Dietary fish oil down‐regulates pro‐inflammatory gene expression in colonocytes

Inflammatory bowel disease increases the risk of colon cancer development. The mechanisms behind this are based on the cellular consequences of oxidative stress. We have previously shown that dietary fish oil protects against inflammation‐induced oxidative DNA damage by upregulation of apoptosis. To determine the biological processes ultimately responsible for the protective effect of dietary fish oil on inflammation, we determined the transcriptional profile in colonocytes using CodeLink microarrays. Sprague Dawley rats were provided with corn or fish oil containing diets for 3 wk. Dietary fish oil increased glutathione S‐transferase (p= 0.007) expression, but decreased inflammation‐related gene RelA (NFkB, p65) (p=0.0001), NFkB (p105) (p=0.006) and RNY 18366 (p=0.0007) compared to the corn oil group.
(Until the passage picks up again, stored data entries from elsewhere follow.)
PR #2671, opened 2018-04-04
Add more Datadog metrics

ragurney:
[DEVEX-368](https://zendesk.atlassian.net/browse/DEVEX-368)

### DIFF
--- a/app/models/job.rb
+++ b/app/models/job.rb
@@ -155,7 +155,9 @@ class Job < ActiveRecord::Base
   end
 
   def status!(status)
-    update_column(:status, status)
+    success = update_column(:status, status)
+    report_state if finished?
+    success
   end
 
   def short_reference
@@ -164,5 +166,10 @@ class Job < ActiveRecord::Base
     else
       commit
     end
+  end
+
+  def report_state
+    type = deploy ? 'deploy' : 'build'
+    ActiveSupport::Notifications.instrument('job_status.samson', type: type, status: status)
   end
 end
--- a/app/models/job_queue.rb
+++ b/app/models/job_queue.rb
@@ -142,8 +142,18 @@ class JobQueue
   def instrument
     ActiveSupport::Notifications.instrument(
       "job_queue.samson",
-      threads: @executing.length,
-      queued: @queue.length
+      jobs: {
+        executing: @executing.length,
+        queued: @queue.length,
+      },
+      deploys: {
+        executing: @executing.values.select { |je| deploy? je }.size,
+        queued: @queue.select { |i| deploy? i[:job_execution] }.size
+      }
     )
+  end
+
+  def deploy?(job_execution)
+    job_execution.respond_to?(:job) && job_execution.job.deploy
   end
 end
--- a/config/initializers/statsd.rb
+++ b/config/initializers/statsd.rb
@@ -40,7 +40,9 @@ ActiveSupport::Notifications.subscribe("process_action.action_controller") do |*
   action = "action:#{event.payload.fetch(:action)}"
   format = "format:#{event.payload[:format] || 'all'}"
   format = "format:all" if format == "format:*/*"
-  status = event.payload[:status] || 401 # unauthorized redirect/error has no status because it is a `throw`
+  # Unauthorized and 500s have no status because it is a `throw`
+  # samson/vendor/bundle/gems/actionpack-5.1.4/lib/action_controller/metal/instrumentation.rb:35
+  status = event.payload[:status] || 'THR'
   tags = [controller, action, format]
 
   # db and view runtime are not set for actions without db/views
--- a/config/initializers/statsd.rb
+++ b/config/initializers/statsd.rb
@@ -33,6 +33,16 @@ ActiveSupport::Notifications.subscribe("system_stats.samson") do |*, payload|
   payload.each { |key, value| Samson.statsd.gauge key.to_s, value }
 end
 
+ActiveSupport::Notifications.subscribe("wait_for_build.samson") do |*args|
+  event = ActiveSupport::Notifications::Event.new(*args)
+  tags = [
+    "project:#{event.payload.fetch(:project)}",
+    "external:#{event.payload.fetch(:external)}"
+  ]
+
+  Samson.statsd.timing "builds.time.wait_time", event.duration, tags: tags
+end
+
 # basic web stats
 ActiveSupport::Notifications.subscribe("process_action.action_controller") do |*args|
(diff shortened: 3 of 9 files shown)


app/models/job.rb
```diff
@@ -165,4 +166,11 @@ def short_reference
       commit
     end
   end
+
+  def instrument
+    if succeeded? || failed?
+      type = deploy ? 'deploys' : 'builds'
```
grosser: type should be singular ?

app/models/job.rb
```diff
@@ -156,6 +156,7 @@ def execution
 
   def status!(status)
     update_column(:status, status)
+    instrument
```
grosser: `report_state if finished?`

app/models/job_queue.rb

Fish oil‐fed rats had lower levels of CDP‐diacylglycerol synthase expression (p=0.005), which is a key enzyme in the regulation of PIP2, and p21‐activated kinase 2 and SH3 domain binding protein CR16, which are associated with MAP kinase signaling. The dietary fish oil group had greater bax expression (p=0.0009) compared to the corn oil group, which may contribute to the observed greater apoptosis in fish oil rats. In conclusion, dietary fish oil may protect against colon cancer by decreasing pro‐inflammatory genes involved in the NFkB‐, MAP kinase‐ and phosphoinositide‐mediated signaling pathways. This may account for the previously observed lower oxidative DNA damage level in fish oil‐fed rats and contribute towards one protective mechanism of fish oil against colon cancer. Funded by NIH (CA61750, CA82907, CA59034), NSBRI NASA NCC 9‐58 and NIEHS P30‐ES09106.